Wherever a line of the records contains "specific", copy that line.
───── Input for this task ─────
PR #276, opened 2020-09-17
Propagate PathNotFound error in proxy

evelynl94:
In manifests.go and blobs.go, we are returning PathNotFound on selected errors from transferer. We should also propagate this error in uploads.go.

This fixes an issue when clients blindly retries committing a layer on 5xx code when the upload file is actually removed:
`{"log":"time=\"2020-09-15T18:30:29.187931425Z\" level=error msg=\"error resolving upload: file does not exist\" go.version=go1.14.4 http.request.contenttype=application/octet-stream http.request.host=\"kraken-origin01-phx4:5367\" http.request.id=fb81ce9a-54c8-4465-8305-993fc28907d3 http.request.method=PUT http.request.remoteaddr=@ http.request.uri=\"/v2/uber-usi/sdv-router/blobs/uploads/b0ffae9c-bf2f-4655-8254-a413b77db17d?_state=6s1EKv5wIWpiiOoPxg_dWXsw4pk1Z0L3SLurXEvORDV7Ik5hbWUiOiJ1YmVyLXVzaS9zZHYtcm91dGVyIiwiVVVJRCI6ImIwZmZhZTljLWJmMmYtNDY1NS04MjU0LWE0MTNiNzdkYjE3ZCIsIk9mZnNldCI6NjcwOTg2MTE1OCwiU3RhcnRlZEF0IjoiMjAyMC0wOS0xNVQxODoyNDo1M1oifQ%3D%3D\u0026digest=sha256%3A7e5a79dca6eaf28244b2787fc8b3ef388847363ba5cd705ac8a09b4fbf57b82c\" http.request.useragent=Go-http-client/1.1 vars.name=uber-usi/sdv-router vars.uuid=b0ffae9c-bf2f-4655-8254-a413b77db17d\n","stream":"stderr","time":"2020-09-15T18:30:29.188531996Z"}`
In the above case, registry should return PathNotFound.

### DIFF
--- a/lib/dockerregistry/storage_driver.go
+++ b/lib/dockerregistry/storage_driver.go
@@ -18,6 +18,7 @@ import (
 	"errors"
 	"fmt"
 	"io"
+	"os"
 
 	"github.com/uber/kraken/lib/dockerregistry/transfer"
 	"github.com/uber/kraken/lib/store"
@@ -64,6 +65,22 @@ type InvalidRequestError struct {
 
 func (e InvalidRequestError) Error() string {
 	return fmt.Sprintf("invalid request: %s", e.path)
+}
+
+// toDriverError wraps ErrNotExist and ErrBlobNotFound errors to
+// driver.PathNotFoundError.
+func toDriverError(err error, path string) error {
+	if err != nil {
+		if errors.Is(err, os.ErrNotExist) ||
+			errors.Is(err, transfer.ErrBlobNotFound) ||
+			errors.Is(err, transfer.ErrTagNotFound) {
+			return driver.PathNotFoundError{
+				DriverName: "kraken",
+				Path:       path,
+			}
+		}
+	}
+	return err
 }
 
 type krakenStorageDriverFactory struct{}
@@ -157,15 +174,20 @@ func (d *KrakenStorageDriver) GetContent(ctx context.Context, path string) (data
 
 	switch pathType {
 	case _manifests:
-		return d.manifests.getDigest(path, pathSubType)
+		data, err = d.manifests.getDigest(path, pathSubType)
 	case _uploads:
-		return d.uploads.getContent(path, pathSubType)
+		data, err = d.uploads.getContent(path, pathSubType)
 	case _layers:
-		return d.blobs.getDigest(path)
+		data, err = d.blobs.getDigest(path)
 	case _blobs:
-		return d.blobs.getContent(ctx, path)
+		data, err = d.blobs.getContent(ctx, path)
+	default:
+		return nil, InvalidRequestError{path}
 	}
-	return nil, InvalidRequestError{path}
+	if err != nil {
+		return nil, toDriverError(err, path)
+	}
+	return data, nil
 }
 
 // Reader returns a reader of path at offset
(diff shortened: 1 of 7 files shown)


lib/dockerregistry/storage_driver.go
```diff
@@ -66,6 +67,22 @@ func (e InvalidRequestError) Error() string {
 	return fmt.Sprintf("invalid request: %s", e.path)
 }
 
+// toDriverError wraps ErrNotExist and ErrBlobNotFound errors to
+// driver.PathNotFoundError.
+func toDriverError(err error, path string) error {
+	if err != nil {
```
codygibb: Is this check necessary? I sort of feel that we should discourage calling `toDriverError(nil, "blah")`, i.e. this function should only be called within `if err != nil` blocks.

lib/dockerregistry/storage_driver.go
```diff
@@ -235,7 +265,7 @@ func (d *KrakenStorageDriver) Writer(ctx context.Context, path string, append bo
 }
 
 // Stat returns fileinfo of path
-func (d *KrakenStorageDriver) Stat(ctx context.Context, path string) (driver.FileInfo, error) {
+func (d *KrakenStorageDriver) Stat(ctx context.Context, path string) (info driver.FileInfo, err error) {
```
codygibb: Can we avoid named return values? We're shadowing `err` and it's a bit confusing. I think just a
```
var info driver.FileInfo
```
at the top of this function will suffice.

lib/dockerregistry/storage_driver.go
```diff
@@ -282,7 +320,8 @@ func (d *KrakenStorageDriver) Move(ctx context.Context, sourcePath string, destP
 
 	switch pathType {
 	case _uploads:
-		return d.uploads.move(sourcePath, destPath)
+		//return d.uploads.move(sourcePath, destPath)
```
codygibb: Remove commented code.

lib/dockerregistry/storage_driver.go
```diff
@@ -292,7 +331,7 @@ func (d *KrakenStorageDriver) Move(ctx context.Context, sourcePath string, destP
 func (d *KrakenStorageDriver) Delete(ctx context.Context, path string) error {
 	log.Debugf("(*KrakenStorageDriver).Delete %s", path)
 	return driver.PathNotFoundError{
-		DriverName: "p2p",
+		DriverName: "kraken",
```
codygibb: Can't we use the `Name` constant here (and elsewhere)?

lib/dockerregistry/storage_driver.go
```diff
@@ -66,6 +67,22 @@ func (e InvalidRequestError) Error() string {
 	return fmt.Sprintf("invalid request: %s", e.path)
 }
 
+// toDriverError wraps ErrNotExist and ErrBlobNotFound errors to
+// driver.PathNotFoundError.
```
codygibb: Unnecessary comment. The implementation is pretty self explanatory.

codygibb (approved):

evelynl94:
For some reason the ci test on the pull request failed with redis connection issue and it would not respond to my request request 🤷‍♀️ . I will merge regardless.

PR #289, opened 2020-10-28
Making the registry backend able to handle V1 manifest responses

### LINKED ISSUE #288: Fails for some repositories with quay.io as a registry backend
**Describe the bug**

Configuring quay.io as a registry backend doesn't work for certain repositories, as queries to get manifests for specific tags fail.

**To Reproduce**
On any k8s cluster, apply the following manifest, which is basically the dev helm manifest but with quay.io configured as a catch-all namespace: [quay_repro.txt](https://github.com/uber/kraken/files/5436543/quay_repro.txt).

Then exec into an agent pod, and try to
```
curl -v localhost:8081/v2/prometheus/haproxy-exporter/manifests/v0.10.0
```
That will fail, and the build-index's pod will have a log line similar to:
```
2020-10-26T02:54:41.930Z	INFO	handler/handler.go:98	500 GET /tags/prometheus/haproxy-exporter:v0.10.0 storage: backend client: parse manifest v2: unmarshal manifest: mediaType in manifest should be 'application/vnd.docker.distribution.manifest.v2+json' not ''
```
and trying to pull that image (for example from the host node, or from a DinD container on the same node) will fail:
```
/ # docker pull localhost:8081/prometheus/haproxy-exporter:v0.10.0
Error response from daemon: received unexpected HTTP status: 500 Internal Server Error
```
Note that pulling directly from quay.io works just fine:
```
docker pull quay.io/prometheus/haproxy-exporter:v0.10.0
```

In contrast, getting manifests for `latest` instead of a specific tag works just fine:
```
curl -v localhost:8081/v2/prometheus/haproxy-exporter/manifests/latest
```
and so pulling `host.docker.internal:8081/prometheus/haproxy-exporter:latest` works too.

**Expected behavior**

With the configuration above, I'd expect that as long as `docker pull quay.io/XYZ` works, then we should be able to `docker pull localhost:8081/XYZ` just the same.

**Environments**
k8s

**Additional context**
Seems to affect all versions, including master.

wk8:
With a unit test.

Fixes https://github.com/uber/kraken/issues/288

### DIFF
--- a/lib/backend/registrybackend/tagclient.go
+++ b/lib/backend/registrybackend/tagclient.go
@@ -21,6 +21,9 @@ import (
 	"strconv"
 	"strings"
 
+	// import schema1 to have it register its unmarshalling functions with github.com/docker/distribution.RegisterManifestSchema()
+	_ "github.com/docker/distribution/manifest/schema1"
+	"github.com/docker/distribution/manifest/schema2"
 	"github.com/uber/kraken/core"
 	"github.com/uber/kraken/lib/backend"
 	"github.com/uber/kraken/lib/backend/backenderrors"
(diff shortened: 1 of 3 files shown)


wk8:
Stale, closing

PR #317, opened 2022-01-06
Get rid of unnecessary github.com/go-errors/errors dep

codygibb:
I think this thing got pulled in by goimports on accident.
Let's kill it with fire.


evelynl94 (approved):
lol, thanks.

PR #323, opened 2022-06-17
make supported interfaces configurable

Garrybest:
Signed-off-by: Garrybest <garrybest@foxmail.com>

Now we only get local IP from `eth0` and `ib0`. However, in my cloud environment, all containers are using `eth1` as their network interface. So I think we'd better make supported interfaces configurable.


Garrybest:
cc @evelynl94

gkeesh7:
closing this PR as stale, feel free to re-open @Garrybest

PR #335, opened 2023-01-17
Add Aggressive cleanup when disk util is high

xinlongz1:
Kraken currently isn't able to handle a lot of downloading traffic in a short amount of time because disk space is used up very quickly.

Add the aggressive cleanup so that Kraken cleans up disk space when the current disk space util is higher than the configured threshold.

### DIFF
--- a/lib/store/cleanup.go
+++ b/lib/store/cleanup.go
@@ -21,6 +21,7 @@ import (
 
 	"github.com/uber/kraken/lib/store/base"
 	"github.com/uber/kraken/lib/store/metadata"
+	"github.com/uber/kraken/utils/diskspaceutil"
 	"github.com/uber/kraken/utils/log"
 
 	"github.com/andres-erbsen/clock"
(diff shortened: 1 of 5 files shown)


evelynl94 (approved):

lib/store/cleanup.go
```diff
@@ -29,19 +30,33 @@ import (
...
 	if c.Interval == 0 {
 		c.Interval = 30 * time.Minute
 	}
 	if c.TTI == 0 {
 		c.TTI = 6 * time.Hour
 	}
+
+	if c.AggressiveThreshold != 0 {
+		if c.AggressiveTTL == 0 {
+			c.AggressiveTTL = 30 * time.Minute
```
evelynl94: In reality, 1 or 2 hours might be more reasonable defaultl

xinlongz1: Change to 1 hour.

PR #346, opened 2023-08-09
Support file read/write with max part size

xinlongz1:
By limiting the max part size(block size) for each write, the disk IO bandwidth can be limited.

Tested push and pull with local server.


xinlongz1:
Also add max part size support for file read.

evelynl94 (approved):

PR #347, opened 2023-09-14
chore: os.SEEK_SET has been deprecated since Go 1.7, remove it

testwill:


gkeesh7:
Makes sense https://pkg.go.dev/os?utm_source=godoc#SEEK_SET thank you for reporting this.

PR #360, opened 2024-07-23
Allow storing the registry password in a file

kcolford:
This lets you mount the registry password in a secret that is kept separate from regular configuration. Also it means that the password can be updated dynamically without restarting the process.

### DIFF
--- a/lib/backend/registrybackend/security/security.go
+++ b/lib/backend/registrybackend/security/security.go
@@ -4,7 +4,7 @@
 // you may not use this file except in compliance with the License.
 // You may obtain a copy of the License at
 //
-//     http://www.apache.org/licenses/LICENSE-2.0
+//	http://www.apache.org/licenses/LICENSE-2.0
 //
 // Unless required by applicable law or agreed to in writing, software
 // distributed under the License is distributed on an "AS IS" BASIS,
@@ -15,6 +15,7 @@ package security
 
 import (
 	"fmt"
+	"io/ioutil"
 	"net/http"
 	"net/url"
 	"sync"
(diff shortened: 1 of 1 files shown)


kcolford:
this is what https://github.com/uber/kraken/pull/348 was supposed to be but that ended up just being an empty PR due a bot automatically updating my fork of this repo

lib/backend/registrybackend/security/security.go
```diff
@@ -173,6 +175,12 @@ func (c credentialStore) Basic(*url.URL) (string, string) {
 	if basic == nil {
 		return "", ""
 	}
+	if c.config.PasswordFile != "" {
+		passwordBytes, err := ioutil.ReadFile(c.config.PasswordFile)
+		if err == nil {
+			return basic.Username, (string)(passwordBytes)
```
Anton-Kalpakchiev: In Go, it's preferred to typecast by calling _T(v)_, where _T_ is the new type and _v_ is the value:
`return basic.Username, string(passwordBytes)`

Anton-Kalpakchiev:
Hi Kieran,
I apologize for the delayed review. I realize there were no tests for the file before you edited it but we want to change this. Can you add a test for the function you're editing? Thanks.

Anton-Kalpakchiev (commented):
Hi Kieran,
I apologize for the delayed review. I realize there were no tests for the file before you edited it but we want to change this. Can you add a test for the function you're editing?

gkeesh7:
@kcolford   Can you please address the comments to take this PR forward. 

Thank you.

kcolford:
@gkeesh7 I'm not sure how you expect these functions to be tested... all this change does is add a little bit of extra code to fetch the secret from a file instead of inline, it feels like one of those situations that's too obvious to test

Anton-Kalpakchiev:
Hi @kcolford, I'd suggest writing a unit test where you create a `credentialStore` with appropriate values. Then you run the function and assert that its return values are as expected.

To test the specific case where the registry file is read/missing/etc., you can use the `os` package's `CreateTemp` function to create a temporary file, which you can then fill with whatever values the test requires. The test would delete the file at the end.

gkeesh7:
Closing the PR as stale.

PR #654, opened 2026-08-10
feat(TLS): emit when TLS certs will expire

Anton-Kalpakchiev:
If TLS is used and the provided certs expire, Kraken goes down imediatelly. To prevent such an outage, this commit emits a metric on how many days are left until the certs expire, making it easy to set up an alert when e.g. <30 days are left to expiry.

### DIFF
--- a/utils/httputil/tls.go
+++ b/utils/httputil/tls.go
@@ -22,9 +22,14 @@ import (
 	"fmt"
 	"io"
 	"os"
+	"time"
 
 	"github.com/uber/kraken/utils/log"
+
+	"github.com/uber-go/tally"
 )
+
+const _certExpiryCheckInterval = time.Hour
 
 // ErrEmptyCommonName is returned when common name is not provided for key generation.
 var ErrEmptyCommonName = errors.New("empty common name")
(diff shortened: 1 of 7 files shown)


utils/httputil/tls.go
```diff
@@ -199,3 +218,60 @@ func encodePEMKey(data []byte) ([]byte, error) {
...
 	return buf.Bytes(), nil
 }
+
+type certExpiryMonitor struct {
+	stopCh chan struct{}
+}
+
+// MonitorCertExpiration starts a background goroutine to periodically emit
+// when TLS certs will expire.
+func MonitorCertExpiration(tlsConfig *TLSConfig, stats tally.Scope) io.Closer {
```
thijmv, line 228: nit: Consider not creating a gauge for certificates that are not configured, as it would otherwise emit 0, which can result in false alerts.

thijmv (approved):

utils/httputil/tls.go
Anton-Kalpakchiev: done, I think the gauge doesn't emit a value unless called, but refactored just to be safe

PR #655, opened 2026-08-10
fix: make zap log messages for agent stdout static

thijmv:
Currently, some of the logs emitted by the agent use a dynamic message, meaning they cannot be grouped when queried. This PR changes those log messages to be static, injecting the relevant information into additional fields. The addressed logs were identified by inspecting production logs.

### DIFF
--- a/lib/dockerregistry/manifests.go
+++ b/lib/dockerregistry/manifests.go
@@ -118,8 +118,8 @@ func (t *manifests) getDigest(path string, subtype PathSubType) ([]byte, error) 
 //   - (false, err) on verification errors or unknown decisions.
 //
 // Logging
-//   - Error on verification error (includes repo/digest).
-//   - Warn  on deny (includes original path).
+//   - Error on verification error.
+//   - Warn  on deny.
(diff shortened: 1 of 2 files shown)


lib/dockerregistry/manifests.go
─────
_Solution:_
Configuring quay.io as a registry backend doesn't work for certain repositories, as queries to get manifests for specific tags fail.
In contrast, getting manifests for `latest` instead of a specific tag works just fine:
To test the specific case where the registry file is read/missing/etc., you can use the `os` package's `CreateTemp` function to create a temporary file, which you can then fill with whatever values the test requires. The test would delete the file at the end.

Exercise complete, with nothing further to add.